[[ Data extracts open ]]

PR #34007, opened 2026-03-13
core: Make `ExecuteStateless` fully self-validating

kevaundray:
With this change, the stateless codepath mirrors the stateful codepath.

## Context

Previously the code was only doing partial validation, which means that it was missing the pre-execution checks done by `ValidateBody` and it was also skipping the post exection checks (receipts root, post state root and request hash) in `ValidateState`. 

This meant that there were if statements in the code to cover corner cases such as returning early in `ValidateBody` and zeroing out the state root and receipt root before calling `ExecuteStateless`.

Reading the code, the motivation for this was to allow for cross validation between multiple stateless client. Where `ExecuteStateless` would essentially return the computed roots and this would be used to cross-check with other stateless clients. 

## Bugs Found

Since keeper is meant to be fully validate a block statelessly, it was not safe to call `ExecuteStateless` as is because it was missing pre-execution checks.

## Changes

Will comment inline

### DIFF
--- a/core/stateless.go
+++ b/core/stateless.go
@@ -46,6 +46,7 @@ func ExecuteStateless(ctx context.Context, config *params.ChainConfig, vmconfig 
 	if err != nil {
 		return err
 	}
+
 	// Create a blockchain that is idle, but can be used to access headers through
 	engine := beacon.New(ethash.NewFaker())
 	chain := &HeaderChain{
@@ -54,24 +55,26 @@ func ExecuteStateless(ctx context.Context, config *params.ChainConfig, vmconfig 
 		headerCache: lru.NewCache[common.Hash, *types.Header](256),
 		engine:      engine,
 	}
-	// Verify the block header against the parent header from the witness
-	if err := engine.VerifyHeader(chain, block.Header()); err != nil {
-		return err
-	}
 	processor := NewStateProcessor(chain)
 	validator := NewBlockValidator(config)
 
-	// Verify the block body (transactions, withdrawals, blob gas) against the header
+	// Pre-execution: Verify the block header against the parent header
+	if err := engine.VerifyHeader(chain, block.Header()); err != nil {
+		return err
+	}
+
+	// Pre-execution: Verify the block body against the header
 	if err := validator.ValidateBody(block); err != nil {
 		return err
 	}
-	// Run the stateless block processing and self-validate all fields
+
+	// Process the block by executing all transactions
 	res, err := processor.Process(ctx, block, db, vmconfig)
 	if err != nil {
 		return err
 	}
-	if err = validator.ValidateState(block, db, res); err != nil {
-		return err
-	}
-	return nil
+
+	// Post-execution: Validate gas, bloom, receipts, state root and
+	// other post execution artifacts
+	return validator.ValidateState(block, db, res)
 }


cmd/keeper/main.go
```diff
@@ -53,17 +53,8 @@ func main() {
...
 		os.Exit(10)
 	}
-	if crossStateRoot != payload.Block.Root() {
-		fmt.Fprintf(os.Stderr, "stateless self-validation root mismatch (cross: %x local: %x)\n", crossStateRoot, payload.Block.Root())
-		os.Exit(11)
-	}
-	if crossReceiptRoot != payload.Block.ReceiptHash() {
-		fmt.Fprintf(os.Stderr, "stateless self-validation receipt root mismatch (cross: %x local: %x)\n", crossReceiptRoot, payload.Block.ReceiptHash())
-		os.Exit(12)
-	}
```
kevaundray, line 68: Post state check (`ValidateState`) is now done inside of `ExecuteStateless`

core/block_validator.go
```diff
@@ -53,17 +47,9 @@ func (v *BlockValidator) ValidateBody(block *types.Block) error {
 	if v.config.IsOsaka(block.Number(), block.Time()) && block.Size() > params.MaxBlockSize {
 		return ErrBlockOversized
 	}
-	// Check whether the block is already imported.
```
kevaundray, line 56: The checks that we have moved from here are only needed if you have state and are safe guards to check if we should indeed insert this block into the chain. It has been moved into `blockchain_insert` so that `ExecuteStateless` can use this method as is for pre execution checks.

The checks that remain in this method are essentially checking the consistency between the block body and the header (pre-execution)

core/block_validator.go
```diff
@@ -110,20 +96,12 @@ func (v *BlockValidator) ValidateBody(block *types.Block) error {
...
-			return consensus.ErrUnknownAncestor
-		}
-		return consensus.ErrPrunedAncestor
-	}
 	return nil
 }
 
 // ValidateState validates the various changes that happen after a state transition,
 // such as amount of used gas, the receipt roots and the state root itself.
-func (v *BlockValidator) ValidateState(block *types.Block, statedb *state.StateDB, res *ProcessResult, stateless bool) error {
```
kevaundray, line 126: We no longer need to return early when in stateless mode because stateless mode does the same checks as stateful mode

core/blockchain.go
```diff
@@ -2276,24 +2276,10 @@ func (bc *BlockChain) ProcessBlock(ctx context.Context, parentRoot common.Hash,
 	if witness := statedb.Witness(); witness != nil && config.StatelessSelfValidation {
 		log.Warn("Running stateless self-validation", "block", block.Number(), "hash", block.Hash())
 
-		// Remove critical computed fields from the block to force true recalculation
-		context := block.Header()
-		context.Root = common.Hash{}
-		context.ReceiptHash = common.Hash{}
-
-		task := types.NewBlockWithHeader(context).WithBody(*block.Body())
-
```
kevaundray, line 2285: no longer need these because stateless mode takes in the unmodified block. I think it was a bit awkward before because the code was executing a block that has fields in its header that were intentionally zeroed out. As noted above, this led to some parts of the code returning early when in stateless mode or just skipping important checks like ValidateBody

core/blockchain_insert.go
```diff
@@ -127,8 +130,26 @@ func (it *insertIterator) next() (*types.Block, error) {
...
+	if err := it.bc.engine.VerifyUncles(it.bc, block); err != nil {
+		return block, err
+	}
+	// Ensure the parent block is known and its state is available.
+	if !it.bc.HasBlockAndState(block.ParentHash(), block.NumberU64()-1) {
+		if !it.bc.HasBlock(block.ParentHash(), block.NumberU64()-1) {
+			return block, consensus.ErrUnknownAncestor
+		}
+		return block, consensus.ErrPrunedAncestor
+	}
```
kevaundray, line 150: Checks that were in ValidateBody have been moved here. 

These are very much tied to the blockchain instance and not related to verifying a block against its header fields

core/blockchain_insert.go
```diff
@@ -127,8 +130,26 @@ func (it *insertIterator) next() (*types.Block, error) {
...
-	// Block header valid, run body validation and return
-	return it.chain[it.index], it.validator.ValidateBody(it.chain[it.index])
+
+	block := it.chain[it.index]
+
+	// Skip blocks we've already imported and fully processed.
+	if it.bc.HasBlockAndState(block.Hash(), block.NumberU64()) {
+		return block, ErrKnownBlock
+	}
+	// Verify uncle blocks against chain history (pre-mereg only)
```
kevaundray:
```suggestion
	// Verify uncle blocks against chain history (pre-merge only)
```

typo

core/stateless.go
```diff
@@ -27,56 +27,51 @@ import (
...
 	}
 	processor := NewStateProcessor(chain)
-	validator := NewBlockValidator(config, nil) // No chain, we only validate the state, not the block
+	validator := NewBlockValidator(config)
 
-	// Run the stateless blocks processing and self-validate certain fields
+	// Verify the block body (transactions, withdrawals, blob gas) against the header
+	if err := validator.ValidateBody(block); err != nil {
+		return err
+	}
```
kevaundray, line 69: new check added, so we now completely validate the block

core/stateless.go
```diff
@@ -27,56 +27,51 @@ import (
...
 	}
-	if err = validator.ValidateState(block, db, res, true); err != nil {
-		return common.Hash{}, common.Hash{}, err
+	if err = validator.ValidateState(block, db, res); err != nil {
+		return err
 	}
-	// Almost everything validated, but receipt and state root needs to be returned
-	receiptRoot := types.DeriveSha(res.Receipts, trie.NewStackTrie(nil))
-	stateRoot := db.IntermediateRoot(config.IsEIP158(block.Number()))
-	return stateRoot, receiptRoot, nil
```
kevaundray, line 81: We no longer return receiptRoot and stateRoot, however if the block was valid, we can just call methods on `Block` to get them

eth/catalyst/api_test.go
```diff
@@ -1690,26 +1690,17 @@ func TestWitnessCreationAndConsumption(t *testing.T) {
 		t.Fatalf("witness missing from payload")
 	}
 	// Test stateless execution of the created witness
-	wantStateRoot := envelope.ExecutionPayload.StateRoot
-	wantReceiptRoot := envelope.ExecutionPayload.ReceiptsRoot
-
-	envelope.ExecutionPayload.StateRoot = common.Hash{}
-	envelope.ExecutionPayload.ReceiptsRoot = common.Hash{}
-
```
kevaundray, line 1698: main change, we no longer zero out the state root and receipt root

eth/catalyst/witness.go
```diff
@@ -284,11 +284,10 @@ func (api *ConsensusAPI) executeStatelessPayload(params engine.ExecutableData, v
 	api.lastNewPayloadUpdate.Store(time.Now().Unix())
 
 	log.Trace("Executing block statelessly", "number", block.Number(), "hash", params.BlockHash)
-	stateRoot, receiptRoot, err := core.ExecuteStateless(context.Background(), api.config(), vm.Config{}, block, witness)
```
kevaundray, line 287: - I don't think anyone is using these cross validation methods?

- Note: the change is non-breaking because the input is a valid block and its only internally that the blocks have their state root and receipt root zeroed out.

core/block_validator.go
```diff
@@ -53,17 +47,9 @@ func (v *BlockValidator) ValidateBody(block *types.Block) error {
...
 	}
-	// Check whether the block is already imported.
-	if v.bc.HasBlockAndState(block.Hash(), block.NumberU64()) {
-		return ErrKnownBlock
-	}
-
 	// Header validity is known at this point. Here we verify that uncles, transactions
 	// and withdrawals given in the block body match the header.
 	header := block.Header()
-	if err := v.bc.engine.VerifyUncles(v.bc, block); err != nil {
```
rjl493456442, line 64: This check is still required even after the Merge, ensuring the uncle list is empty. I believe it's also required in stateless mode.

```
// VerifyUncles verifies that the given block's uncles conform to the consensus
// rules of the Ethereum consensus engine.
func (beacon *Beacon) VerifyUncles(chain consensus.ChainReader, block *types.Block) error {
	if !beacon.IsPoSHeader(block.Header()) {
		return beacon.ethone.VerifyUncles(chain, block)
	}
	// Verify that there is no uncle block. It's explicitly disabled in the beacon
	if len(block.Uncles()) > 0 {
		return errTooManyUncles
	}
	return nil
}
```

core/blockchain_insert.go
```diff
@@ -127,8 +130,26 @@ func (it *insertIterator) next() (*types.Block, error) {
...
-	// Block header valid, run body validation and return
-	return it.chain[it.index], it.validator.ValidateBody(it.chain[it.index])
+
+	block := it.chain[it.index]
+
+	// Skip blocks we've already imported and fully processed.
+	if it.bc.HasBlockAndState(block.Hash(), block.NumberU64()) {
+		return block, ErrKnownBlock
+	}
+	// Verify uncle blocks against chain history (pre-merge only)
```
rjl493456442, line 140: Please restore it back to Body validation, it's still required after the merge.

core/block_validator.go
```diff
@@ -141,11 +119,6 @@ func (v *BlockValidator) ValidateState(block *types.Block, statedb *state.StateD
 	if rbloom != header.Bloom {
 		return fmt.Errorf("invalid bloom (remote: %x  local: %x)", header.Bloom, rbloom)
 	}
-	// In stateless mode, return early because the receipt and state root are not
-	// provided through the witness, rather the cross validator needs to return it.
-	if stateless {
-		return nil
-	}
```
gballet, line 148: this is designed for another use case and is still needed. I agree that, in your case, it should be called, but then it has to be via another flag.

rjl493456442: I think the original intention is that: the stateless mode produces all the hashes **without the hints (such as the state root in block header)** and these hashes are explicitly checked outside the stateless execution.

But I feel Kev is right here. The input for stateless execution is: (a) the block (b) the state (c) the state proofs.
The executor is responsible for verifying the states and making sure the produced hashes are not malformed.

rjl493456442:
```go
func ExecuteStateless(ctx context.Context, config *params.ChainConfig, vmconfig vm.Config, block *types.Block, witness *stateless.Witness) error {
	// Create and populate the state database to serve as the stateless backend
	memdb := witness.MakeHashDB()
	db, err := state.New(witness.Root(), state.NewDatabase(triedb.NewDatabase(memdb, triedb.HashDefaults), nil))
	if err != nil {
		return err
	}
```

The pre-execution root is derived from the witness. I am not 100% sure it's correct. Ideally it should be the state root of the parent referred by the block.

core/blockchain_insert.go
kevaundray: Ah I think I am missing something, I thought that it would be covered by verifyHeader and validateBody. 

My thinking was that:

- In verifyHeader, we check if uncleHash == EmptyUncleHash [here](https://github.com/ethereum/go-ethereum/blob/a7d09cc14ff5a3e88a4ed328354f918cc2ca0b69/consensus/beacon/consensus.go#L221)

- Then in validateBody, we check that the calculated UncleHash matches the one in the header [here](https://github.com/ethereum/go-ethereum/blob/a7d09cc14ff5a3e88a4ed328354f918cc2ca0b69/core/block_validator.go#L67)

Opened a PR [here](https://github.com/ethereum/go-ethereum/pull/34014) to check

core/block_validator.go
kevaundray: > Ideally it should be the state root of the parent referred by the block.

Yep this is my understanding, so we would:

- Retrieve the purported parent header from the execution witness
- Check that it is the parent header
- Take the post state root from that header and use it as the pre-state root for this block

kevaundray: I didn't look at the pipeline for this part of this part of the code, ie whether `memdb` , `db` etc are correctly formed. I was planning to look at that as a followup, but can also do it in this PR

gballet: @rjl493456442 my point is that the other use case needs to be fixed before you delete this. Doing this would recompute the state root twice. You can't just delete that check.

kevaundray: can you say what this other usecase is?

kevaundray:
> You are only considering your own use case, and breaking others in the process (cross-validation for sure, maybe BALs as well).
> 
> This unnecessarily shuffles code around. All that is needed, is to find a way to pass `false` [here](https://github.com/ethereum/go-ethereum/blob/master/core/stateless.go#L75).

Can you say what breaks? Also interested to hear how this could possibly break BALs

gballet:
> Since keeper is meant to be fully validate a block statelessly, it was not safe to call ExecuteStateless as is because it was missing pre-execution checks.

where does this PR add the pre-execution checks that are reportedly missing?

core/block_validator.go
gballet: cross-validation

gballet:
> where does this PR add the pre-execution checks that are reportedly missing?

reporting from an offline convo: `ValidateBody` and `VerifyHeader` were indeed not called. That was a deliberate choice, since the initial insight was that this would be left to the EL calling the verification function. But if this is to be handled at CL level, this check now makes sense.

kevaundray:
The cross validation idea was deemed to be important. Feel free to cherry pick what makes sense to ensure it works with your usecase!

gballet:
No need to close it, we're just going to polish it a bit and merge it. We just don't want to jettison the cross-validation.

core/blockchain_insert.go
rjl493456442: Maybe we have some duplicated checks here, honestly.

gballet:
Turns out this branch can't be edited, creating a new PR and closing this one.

[[ Data extracts closed ]]
[[ Data extracts open ]]

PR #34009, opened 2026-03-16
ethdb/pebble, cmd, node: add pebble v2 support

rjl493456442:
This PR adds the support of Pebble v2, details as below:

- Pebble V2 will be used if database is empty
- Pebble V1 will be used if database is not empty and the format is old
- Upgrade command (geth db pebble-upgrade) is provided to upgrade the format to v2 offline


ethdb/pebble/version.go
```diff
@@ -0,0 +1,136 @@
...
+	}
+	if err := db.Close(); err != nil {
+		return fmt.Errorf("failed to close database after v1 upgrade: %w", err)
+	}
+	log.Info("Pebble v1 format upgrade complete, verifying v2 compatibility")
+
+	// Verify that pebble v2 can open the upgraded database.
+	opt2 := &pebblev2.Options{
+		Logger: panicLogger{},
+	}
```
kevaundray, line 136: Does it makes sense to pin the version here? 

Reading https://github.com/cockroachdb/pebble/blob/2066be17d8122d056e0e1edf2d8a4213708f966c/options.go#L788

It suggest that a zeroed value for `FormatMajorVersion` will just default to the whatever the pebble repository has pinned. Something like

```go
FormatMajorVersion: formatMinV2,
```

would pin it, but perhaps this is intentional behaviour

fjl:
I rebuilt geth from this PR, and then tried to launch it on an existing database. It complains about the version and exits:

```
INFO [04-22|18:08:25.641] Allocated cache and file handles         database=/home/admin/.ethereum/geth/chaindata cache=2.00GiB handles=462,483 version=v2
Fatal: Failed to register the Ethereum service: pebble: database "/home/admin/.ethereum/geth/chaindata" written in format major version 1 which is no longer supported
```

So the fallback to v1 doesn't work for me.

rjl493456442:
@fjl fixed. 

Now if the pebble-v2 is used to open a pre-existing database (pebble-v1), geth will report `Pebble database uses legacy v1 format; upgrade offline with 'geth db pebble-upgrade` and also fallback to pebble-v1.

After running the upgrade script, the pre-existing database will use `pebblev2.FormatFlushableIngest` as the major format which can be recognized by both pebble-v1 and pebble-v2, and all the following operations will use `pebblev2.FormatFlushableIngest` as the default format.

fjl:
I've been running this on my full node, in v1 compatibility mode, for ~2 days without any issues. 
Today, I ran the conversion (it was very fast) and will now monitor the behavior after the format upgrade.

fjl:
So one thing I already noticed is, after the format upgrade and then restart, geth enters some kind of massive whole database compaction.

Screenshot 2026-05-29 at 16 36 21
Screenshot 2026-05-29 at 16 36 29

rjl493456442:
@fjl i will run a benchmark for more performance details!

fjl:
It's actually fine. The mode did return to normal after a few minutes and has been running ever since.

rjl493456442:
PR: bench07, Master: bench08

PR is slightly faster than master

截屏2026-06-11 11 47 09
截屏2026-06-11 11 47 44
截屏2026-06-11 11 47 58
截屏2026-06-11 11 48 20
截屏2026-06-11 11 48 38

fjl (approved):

[[ Data extracts closed ]]

> _Your goal_:
From the data above, return every line from the line that has "PR #34007, opened 2026-03-13" up to and including the line that has "This meant that", exactly.

> _Solution to this task_:
PR #34007, opened 2026-03-13
core: Make `ExecuteStateless` fully self-validating

kevaundray:
With this change, the stateless codepath mirrors the stateful codepath.

## Context

Previously the code was only doing partial validation, which means that it was missing the pre-execution checks done by `ValidateBody` and it was also skipping the post exection checks (receipts root, post state root and request hash) in `ValidateState`. 

This meant that there were if statements in the code to cover corner cases such as returning early in `ValidateBody` and zeroing out the state root and receipt root before calling `ExecuteStateless`.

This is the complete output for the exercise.